Yaklaşık 3 ay öncesinden kayıt yaptırıp odaklandığım bir yarıştı.Aslında ilk ultra maraton tecrübemi Likya Ultra'da yaşamak istiyordum ancak antreman için gerekli zamanı bulamadığım için olmamıştı.Kapadokya maratonuna 1 ay kala 20K koştupum bir antremanın sonunda sol bacağıma bir ağrı girdi.Yokuş ve merdiven inerken bıçak gibi saplanan bir ağrı oluyordu.Teşhisi internetten araştırırken bulmuşum çünkü doktorda aynı şeyi söyledi. "ıliotibial band syndrome" Gerçekten sinir bozucu bir sakatlık ve koşucular arasında sıklıkla görülen bir durum.Aşırı yüklenme veya üst bacak zayıflığı gibi nedenlerden diz kapağına sürtünme oluyor ve orada iltihap oluşturabiliyor. Nefesiniz ve kondisyonunuz var ancak koşamıyorsunuz gerçekten çok kötü.
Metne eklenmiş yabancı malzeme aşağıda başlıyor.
PR #639, opened 2026-05-25
fix(infra): daemon child opens log file explicitly, eliminating fd inheritance (#638)

### LINKED ISSUE #638: bug: daemon child early log lines lost when spawned via bridge
## Summary

When the daemon is spawned via the bridge auto-start path (`run_bridge` → `run_daemon_launcher`), the daemon child's early startup log lines (including config provenance from #635) are lost from the log file. The same lines appear correctly when running `serve --foreground` or `serve --daemon` directly from the terminal.

## Observed behavior

Log file (`~/.unimatrix/{hash}/unimatrix.log`) starts at PID guard acquisition:
```
INFO unimatrix_server::infra::pidfile: stale PID file found (process is dead); PidGuard will reclaim pid=67580
INFO unimatrix_server::uds::listener: removed stale socket file ...
```

Missing lines that should precede it:
```
INFO unimatrix: starting unimatrix daemon
INFO unimatrix: daemon project initialized ...
INFO unimatrix: global config not found; using compiled defaults ...
INFO unimatrix: project config loaded ...
INFO unimatrix: config loaded preset=Collaborative
INFO unimatrix: effective config categories=[...] ...
```

## Expected behavior

All daemon startup lines (from `tracing::info!("starting unimatrix daemon")` onward) should appear in the log file regardless of how the daemon was started.

## Reproduction

1. Kill all unimatrix processes
2. Remove the log file
3. Start via bridge: `/usr/local/cargo/bin/unimatrix` (no args, triggers bridge → auto-spawn)
4. Check log file — early lines missing

vs.

1. Kill all unimatrix processes
2. Remove the log file  
3. Start directly: `/usr/local/cargo/bin/unimatrix serve --foreground`
4. Check stderr — all lines present

## Root cause hypothesis

`run_daemon_launcher` (daemon.rs:44) opens the log file in append mode and passes it as the child's stdout/stderr via `std::process::Command`. The child initializes tracing to stderr. There may be a race between when the child starts writing to stderr and when the OS fully sets up the redirected file descriptors, or a buffering issue where early writes are lost before the file is fully wired.

Alternatively, `prepare_daemon_child()` calling `setsid()` may close or reassign file descriptors in some environments.

## Files

- `crates/unimatrix-server/src/infra/daemon.rs:44-95` — `run_daemon_launcher` (file handle setup + child spawn)
- `crates/unimatrix-server/src/infra/daemon.rs:132` — `prepare_daemon_child` (setsid)
- `crates/unimatrix-server/src/main.rs:449-458` — tracing subscriber init in `tokio_main_daemon`

## Related

- #635 / #636 — config load observability (the lines that are being lost)

dug-21:
## Summary

- **Root cause**: `tokio_main_daemon` initialized tracing with `.with_writer(std::io::stderr)`, relying on the launcher's fd 2 redirect to the log file. This implicit inheritance is fragile on macOS where `posix_spawn` + `setsid()` can lose early writes.
- **Fix**: When `cli.daemon_child` is true, the child now opens `paths.log_path` explicitly with `Mutex<LineWriter<File>>` + `.with_ansi(false)`. Falls back to stderr with warning if log file open fails (container safety). Foreground mode unchanged.
- **LineWriter wrapping** ensures each log line is flushed immediately — no buffered lines lost on crash.

## Changes

- `crates/unimatrix-server/src/main.rs` — moved `ensure_data_directory` before tracing init; daemon-child mode opens log file explicitly with fallback
- `crates/unimatrix-server/src/main_tests.rs` — 3 new tests

## Test plan

- [x] `test_daemon_child_writes_early_log_to_file` — spawns real binary, verifies early log lines in file
- [x] `test_daemon_log_writer_line_buffered` — confirms LineWriter flush behavior
- [x] `test_daemon_log_fallback_on_open_failure` — verifies stderr fallback on open failure
- [x] Full workspace: 5192 passed, 0 failed
- [x] Integration smoke: 23 passed
- [x] Integration protocol: 13 passed
- [x] Clippy clean on changed files
- [x] Gate: Bug Fix Validation — PASS

Closes #638

### DIFF
--- a/crates/unimatrix-server/src/main.rs
+++ b/crates/unimatrix-server/src/main.rs
@@ -446,22 +446,60 @@ fn run_stop(project_dir: Option<PathBuf>) -> i32 {
 /// reachable only from the daemon token cancellation path below.
 #[tokio::main]
 async fn tokio_main_daemon(cli: Cli) -> Result<(), Box<dyn std::error::Error>> {
-    // Initialize tracing (daemon: log to stderr, redirected to log file by launcher).
+    // #638: Resolve project paths BEFORE tracing init so daemon-child mode can
+    // open the log file explicitly rather than relying on inherited fd 2.
+    // Foreground mode (cli.daemon_child == false) still uses stderr.
+    let paths = project::ensure_data_directory(cli.project_dir.as_deref(), None)
+        .map_err(|e| ServerError::ProjectInit(e.to_string()))?;
+
+    // Initialize tracing.
     // RUST_LOG override: RUST_LOG=info,unimatrix_server::obs=debug enables UDS observation logs
     // To silence obs logs (default): RUST_LOG unset or RUST_LOG=info
     let default_level = if cli.verbose { "debug" } else { "info" };
     let filter = tracing_subscriber::EnvFilter::try_from_default_env()
         .unwrap_or_else(|_| tracing_subscriber::EnvFilter::new(default_level));
-    tracing_subscriber::fmt()
-        .with_env_filter(filter)
-        .with_writer(std::io::stderr)
-        .init();
+
+    if cli.daemon_child {
+        // #638: Daemon child — open log file explicitly with .with_ansi(false).
+        // This eliminates dependence on the launcher's fd 2 redirect, which is
+        // fragile on macOS with posix_spawn + setsid().
+        // LineWriter ensures each log line is flushed immediately (crash safety).
+        match std::fs::OpenOptions::new()
+            .create(true)
+            .append(true)
+            .open(&paths.log_path)
+        {
+            Ok(file) => {
+                let writer = std::sync::Mutex::new(std::io::LineWriter::new(file));
+                tracing_subscriber::fmt()
+                    .with_env_filter(filter)
+                    .with_writer(writer)
+                    .with_ansi(false)
+                    .init();
+            }
+            Err(e) => {
+                // MANDATORY FALLBACK: never exit silently because log file open
+                // failed — critical for container deployments (nan-014 W2-1).
+                eprintln!(
+                    "WARNING: failed to open daemon log at {}: {e}; falling back to stderr",
+                    paths.log_path.display()
+                );
+                tracing_subscriber::fmt()
+                    .with_env_filter(filter)
+                    .with_writer(std::io::stderr)
+                    .with_ansi(false)
+                    .init();
+            }
+        }
+    } else {
+        // Foreground mode (serve --foreground) — log to stderr unchanged.
+        tracing_subscriber::fmt()
+            .with_env_filter(filter)
+            .with_writer(std::io::stderr)
+            .init();
+    }
 
     tracing::info!("starting unimatrix daemon");
-
-    // Initialize project paths.
-    let paths = project::ensure_data_directory(cli.project_dir.as_deref(), None)
-        .map_err(|e| ServerError::ProjectInit(e.to_string()))?;
 
     tracing::info!(
         project_root = %paths.project_root.display(),
--- a/crates/unimatrix-server/src/main_tests.rs
+++ b/crates/unimatrix-server/src/main_tests.rs
@@ -999,3 +999,193 @@ fn test_foreground_appears_in_serve_help() {
         panic!("`serve` subcommand not found in CLI");
     }
 }
+
+// ---------------------------------------------------------------------------
+// #638: Daemon log file writer tests
+// ---------------------------------------------------------------------------
+
+/// #638: Daemon child process writes early startup log lines to the log file,
+/// not just to inherited stderr. This integration test spawns the real binary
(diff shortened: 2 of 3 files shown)


dug-21 (commented):
## Security Review: bugfix-638-security-reviewer

### Risk Level: LOW

### Summary

This fix is minimal, well-scoped, and introduces no new security concerns. The change moves `ensure_data_directory()` before tracing initialization and opens the log file explicitly in daemon-child mode instead of relying on inherited fd 2. The file path is internally computed (not user-controlled beyond `--project-dir`), the data directory has 0700 permissions, and the fallback path is safe.

---

### OWASP / Security Checklist

| Check | Result |
|-------|--------|
| **Path traversal** | PASS — `paths.log_path` is computed internally via `data_dir.join("unimatrix.log")` where `data_dir` is `~/.unimatrix/{sha256-hash}/`. The path is not directly influenced by untrusted input. `--project-dir` goes through `canonicalize()` before hashing, which resolves symlinks and `..` components. |
| **Symlink attacks** | LOW RISK — The data directory is created with `0700` permissions (user-only). An attacker with write access to `~/.unimatrix/{hash}/` already has local user access, which is outside the threat model for a local-only daemon. The `OpenOptions::append(true).create(true)` call follows the existing pattern used by the launcher (daemon.rs:46-55). |
| **Injection** | PASS — No shell commands, SQL, or format strings with untrusted input. The `eprintln!` in the fallback uses `Display` formatting, not string interpolation of untrusted content. |
| **Input validation** | PASS — No new external inputs. The `--daemon-child` flag is a hidden boolean set only by the launcher. The `--project-dir` validation is unchanged. |
| **Error handling** | PASS — Log file open failure falls back to stderr with a warning (no silent failure, no panic). `ensure_data_directory` failure returns an error (process exits with error message). |
| **Access control** | PASS — Data directory permissions (0700) are set by `ensure_data_directory` and are unchanged by this PR. |
| **Secrets** | PASS — No hardcoded secrets, API keys, or credentials in the diff. |
| **Dependencies** | PASS — No new dependencies added (confirmed: no Cargo.toml/Cargo.lock changes). |
| **Deserialization** | N/A — No deserialization of untrusted data. |

---

### Findings

#### 1. Pre-tracing error path is unlogged (informational, non-blocking)
- **Severity**: Low (informational)
- **Location**: `main.rs:452-453`
- **Description**: If `ensure_data_directory()` fails before tracing is initialized, the error propagates as a `Box<dyn Error>` back to `main()`. In daemon-child mode, there is no tracing subscriber active yet, so this error only reaches the caller's error handler (which prints to stderr). This is acceptable because: (a) the launcher still has the log file open on fd 2, so the child's stderr will land in the log; and (b) `ensure_data_directory` succeeded once already in the launcher path (`compute_paths_sync` at main.rs:348), so a second failure here would indicate a transient filesystem issue.
- **Recommendation**: No action needed. The existing error propagation is sufficient.
- **Blocking**: No

#### 2. Launcher still opens log file for fd 2 redirect (defense in depth, positive)
- **Severity**: Informational
- **Location**: `daemon.rs:46-55` (unchanged)
- **Description**: The launcher continues to redirect the child's stdout/stderr to the log file. The child now also opens the same file independently for tracing. This is intentional defense-in-depth: any output that bypasses the tracing subscriber (e.g., panic hook output, eprintln fallback messages) still reaches the log file via the inherited fd 2. This is good design.
- **Blocking**: No

---

### Blast Radius Assessment

**Worst case**: If the log file open succeeds but the `Mutex<LineWriter<File>>` writer has a subtle bug (e.g., mutex poisoning from a panic during write), subsequent log lines would be lost. The daemon would continue operating normally — only logging would be affected. This is a safe failure mode (no data corruption, no service disruption). The `LineWriter` flush-on-newline behavior is well-tested in stdlib and verified by the new unit test.

**Scope of change**: Only `tokio_main_daemon` is modified. The stdio mode (`tokio_main_stdio`) and bridge mode (`tokio_main_bridge`) are completely unaffected. The foreground mode path through `tokio_main_daemon` (when `cli.daemon_child == false`) preserves the original stderr-only behavior.

### Regression Risk

- **Foreground mode**: Unchanged — the `else` branch at line 494 preserves the exact original behavior (stderr writer with ANSI).
- **Stdio mode**: Completely untouched.
- **Bridge mode**: Completely untouched.
- **Daemon-child mode**: This is the only affected path. The new behavior is strictly better (explicit file open vs. fragile fd inheritance).
- **Order of operations**: `ensure_data_directory` is now called before tracing init instead of after. This means directory creation and permission setting happen slightly earlier in the startup sequence. This is safe — the same function was already called successfully by the launcher before spawning the child.

### Verdict

APPROVE — no blocking findings. Minimal, well-targeted fix. No security concerns. Good fallback behavior. Tests cover the happy path, line-buffering behavior, and open-failure fallback.

---
*Security review by bugfix-638-security-reviewer*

İlk durumda biraz panikledim ancak hemen sonrasında yarış süresine kadar nasıl bir tedavi yapabilirim derken yüzme önerisi en baskın olandı.Koşuya ara verip yüzme ve üst bacak egzersizlerini arttırdım ve yarıştan 4 gün önce bir 10K koşup kendimi test ettim herşey gayet iyiydi.
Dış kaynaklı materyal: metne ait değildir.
PR #642, opened 2026-05-26
fix(import): replace manual MAX(event_id)+1 with log_audit_event in record_provenance (#633)

### LINKED ISSUE #633: bug: audit_log event_id UNIQUE collisions after export/import — events silently dropped
## Summary
After export/import, the daemon logs repeated WARN: `audit_fire_and_forget: write failed: UNIQUE constraint failed: audit_log.event_id`. 18 audit writes were silently dropped in a single session.

## Context
- Audit log append-only completeness is a non-negotiable (PRODUCT-VISION.md, security cross-cutting concern #2)
- The import likely brings over `audit_log` rows with existing `event_id` values
- The daemon's event_id generator does not re-seed past the imported max, causing collisions on new writes
- Events are written fire-and-forget — collisions are logged as WARN but the audit event is permanently lost

## Scope
1. Confirm event_id generation strategy (UUID? sequence? timestamp-based?)
2. Determine whether import carries over audit_log rows (and whether it should)
3. If import does carry audit_log: ensure the event_id generator seeds past `MAX(event_id)` on startup
4. If import does not carry audit_log: determine why collisions occur — possibly stale WAL or cached state
5. Consider whether `INSERT OR IGNORE` is acceptable for audit (it should not be — audit gaps are a compliance risk)

## Why this matters
The audit log is the tamper-evident integrity layer. Silent event drops violate the append-only guarantee and could mask unauthorized operations. DDL triggers protect against UPDATE/DELETE but not against failed INSERTs that are silently swallowed.

dug-21:
## Summary

- **Root cause**: `record_provenance()` wrote audit_log entries using `SELECT COALESCE(MAX(event_id), 0) + 1`, bypassing the `next_audit_id` counter. After import, the counter held N but audit_log contained event_id N+1 (provenance record). Every subsequent `log_audit_event()` returned N+1, collided permanently — the transaction rolled back the counter increment, so it never advanced. All future audit writes were silently dropped.
- **Fix**: Replaced manual SQL with `store.log_audit_event()`, which uses the atomic `UPDATE...RETURNING` counter pattern. Also fixes a latent 8-of-12 column gap and incorrect `Outcome::Denied` (now `Outcome::Success`).
- **Tests**: Two targeted regression tests verify post-import `log_audit_event()` succeeds with monotonic IDs, and that provenance uses the counter (not MAX+1).

## Test plan

- [x] `test_gh633_log_audit_event_succeeds_after_import` — imports 3 audit rows, calls `log_audit_event()` twice, asserts monotonic IDs > all imported rows + provenance
- [x] `test_gh633_provenance_uses_counter_not_max_plus_one` — imports with counter=5, max(event_id)=2, verifies provenance at event_id 6 (counter-based, not MAX+1=3)
- [x] Workspace tests: 5194 passed, 0 failed
- [x] Clippy: no new warnings
- [x] Integration suites: 267 passed, 0 failures
- [x] Gate 3: PASS (7/7 checks)

Closes #633

### DIFF
--- a/crates/unimatrix-server/src/import/mod.rs
+++ b/crates/unimatrix-server/src/import/mod.rs
@@ -16,12 +16,11 @@ use std::fs::File;
 use std::io::{self, BufRead, BufReader};
 use std::path::Path;
 use std::sync::Arc;
-use std::time::{SystemTime, UNIX_EPOCH};
 
 use sqlx::Row;
 use sqlx::SqlitePool;
 use sqlx::sqlite::SqliteConnection;
-use unimatrix_store::{SqlxStore, compute_content_hash};
+use unimatrix_store::{AuditEvent, Outcome, SqlxStore, compute_content_hash};
 
 use crate::format::{ExportHeader, ExportRow};
 use crate::project;
@@ -223,7 +222,7 @@ async fn run_import_async(
     crate::embed_reconstruct::reconstruct_embeddings(&store, &paths.vector_dir)?;
 
     // Phase 11: Record provenance
-    record_provenance(pool, input, &counts).await?;
+    record_provenance(&store, input, &counts).await?;
 
     // Phase 12: Summary
     print_summary(&counts, skip_hash_validation);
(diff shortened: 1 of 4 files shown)


dug-21:
## Security Review — LOW risk

**Reviewer**: bugfix-633-security-reviewer (inline — subagent timeouts)

### Findings (0 blocking)

1. **SQL injection surface reduced** — removes raw `SELECT COALESCE(MAX(event_id), 0) + 1` and routes through parameterized `log_audit_event()`. Strictly safer.
2. **No new trust boundaries** — same write access, proper API channel.
3. **No new dependencies, no secrets** in diff.
4. **Column coverage improved** — 8→12 columns, plus `Outcome::Denied`→`Outcome::Success` correction.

Yarış yerine 1 gün önceden vardık,Malzeme kontrolü parkur tanıtımı sonrası karbonhidrat yüklemesi yaparak geceyi bitirdim.Sabah start yerinde bir ısınma yaptıktan sonra 10.00 da yarışa başladık. ilk 7km gayet iyi gidiyordum ancak arazinin kötü olması sol bacağımı olumsuz yönde etkiledi ve çekme başladı.dizimin şişeceğini fark ettim ve bir süre yürümeye başladım.Daha sonra bir dergide okuduğum, tabanlarında sorun olan ancak kendine farklı bir koşu tarzı bularak harika koşular çıkaran  atletin durumu aklıma geldi. Böylesine yer yer kum ,kaya ,çamur olan bir arazide normal koşup bitiremeyeceğimi anladım.sağ ayak ucumu daha kuvvetli basıp sol ayağımı düz basarak koşmayı denedim ve ağrı daha az hissediliyor ancak ilerliyordum:) Beni gören birkaç yarışmacı sol ayağın baya çekiyor demekten kendilerini alamadı. 10K istasyonuna vardığımda bir muz yiyerek yola evam ettim.Parkur gerçekten tahminim üzerinde ağırdı.Mağaralar,dere yatakları oldukça kaygan bir zemin ve iplere tutunarak inmeniz gereken uçurumlar tüm eklemleri oldukça zorluyordu.Yarışın 19km sinde dizimin şiştiğini fark ettim.2.istasyona (22km) kendimi attığımda derin bir nefes aldım.Bundan sonra kalan sadece 13km. Bardakta sıcak bir çorba alıp yola devam ettim.Çorbanın bu kadar toparlayıcı olacağını tahmin etmemiştim.Ardından 2-3 tuzlu kraker yedim ve yarışın en zor rampalarnın olduğu bölümü bu şekilde bitirdim.Son 3km kala kramp şikayeti ile yarışı bırakma noktasına gelmiş birçok sporcu gördüm.Yarışın bu kısmından sonra bana en çok güç veren şey son 1km kaldı diye bağıran ufak bir çocuktu. sol ayağımı hissetmiyordum ve seke seke yola devam ettim.Finish çizgisine yaklaştıkça kalabalık artıyor ve herkes sizi alkışlıyor.Bu bir yarışı bitirmenin en güzel anı.Finish çizgisini geçince hissedilen tek şey şu "ölümsüzlük". Ben bunu 30K yarışında 5 saat koşarak hissettim.110k koşup gelen insanları tahmin edemiyorum. Daha planlı ve akıllı antreman yaparak hedefim bir 110K koşmak.